Hi!
I understand that across databases in the same cluster, the sharding strategy can be different. That is, if two tables that exist in different databases have the same shard key, they won’t necessarily be distributed the same way. Thus, joins of these tables across databases may require repartitioning.
I’m sure there’s a good reason for this, but I was wondering if in the future you might add a configuration option to force different DBs in the same cluster to use the same sharding strategy?

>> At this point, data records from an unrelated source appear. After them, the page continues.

PR #91, opened 2019-01-03
Openshift ehr

KeeyanGhoreshi:
This one adds the pom for `ehr-server` that openshift uses to run the ehr server.  Besides some small fixes to the pom to get it to be compliant, the only thing that really needed to be done was specify the `finalName` in the maven build so that the path to the server would be `ehr-server` instead of what it apparently used to be - `/ehr-server-unspecified/r4`.  

Some notes for setting it up in openshift:

- Tomcat 8 builds but eventually crashes openshift because it makes, and then logs, some proxy call every 10 seconds forever.
- JBoss Web Server 3.1 Tomcat 7 runs it successfully with no weird logging bugs.


KeeyanGhoreshi:
Looks good to me

PR #95, opened 2019-01-09
small changes

KeeyanGhoreshi:


KeeyanGhoreshi:
We should probably find some way for the react to update and build out automatically.

PR #96, opened 2019-01-14
[DME 195,165,152] Adding cql rules

daco101:
This PR adds support for CQL rules and their execution.
Todo after this: update front end, update logger, figure out how we are dealing with cql libraries and implement the library loading associated with it, allow us to get cql rules from cds connect and switch between local db and cds connect for rules.


server/src/main/resources/rules/cms/hcpcs/E0250.cql
```diff
@@ -0,0 +1,34 @@
...
+  AgeInYears()
+
+define "Gender":
+  Patient.gender.value
+
+define RULE_APPLIES:
+  true
+
+define "Auth_Needed":
+  "Gender" = 'male'
```
plarocque4: Is the Gender used in Auth_Needed or RULE_APPLIES?

lpdecelles:
Hey Cole, It looks like this PR has conflicts. Can you please resolve these? Thanks, Larry

PR #103, opened 2019-01-28
[202] Update fhir library

KeeyanGhoreshi:
Updates the HAPI FHIR library we use from 3.4 to 3.6.  The only notable change is that `ElegibilityRequest` was apparently renamed to `CoverageElegibilityRequest`, same with `ElegibilityResponse`.  

Also made some changes to the server gradle file to get it to build since we were getting multiple versions of the same libraries which caused issues.  Not sure how we avoided this problem till now, but I had to remove a couple libraries that spring boot was already providing and upgrade the version of spring boot we're using.


lpdecelles:
Keeyan, it looks like this has conflicts.

lpdecelles:
Hey Keeyan, It looks like this branch has conflicts. Can you please fix this?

The use-case here is that after migrating from Vertica, my org had to arrange our data into separate DBs for backwards compatibility with existing APIs. Vertica has “schemas” which gave us a convenient way to organize data by a particular category within the same database, denoted by a prefix, IE:
my_metadata_store.table_1
my_fact_store.table_2
Where my_metadata_store
and my_fact_store
were in the same database, but different “schemas.” Since switching to SingleStore, we have organized it such that my_metadata_store
and my_fact_store
are separate databases to achieve the same organization style. In hindsight, knowing what we know now about sharding, we might have approached this differently, but reorganizing this data otherwise would be a pretty big endeavor.
At query time we have many instances where cross-database joins occur. So, if we could shard those tables the same way, it would be very helpful performance-wise.
Excuse the long post, the context felt relevant. Thanks for reading!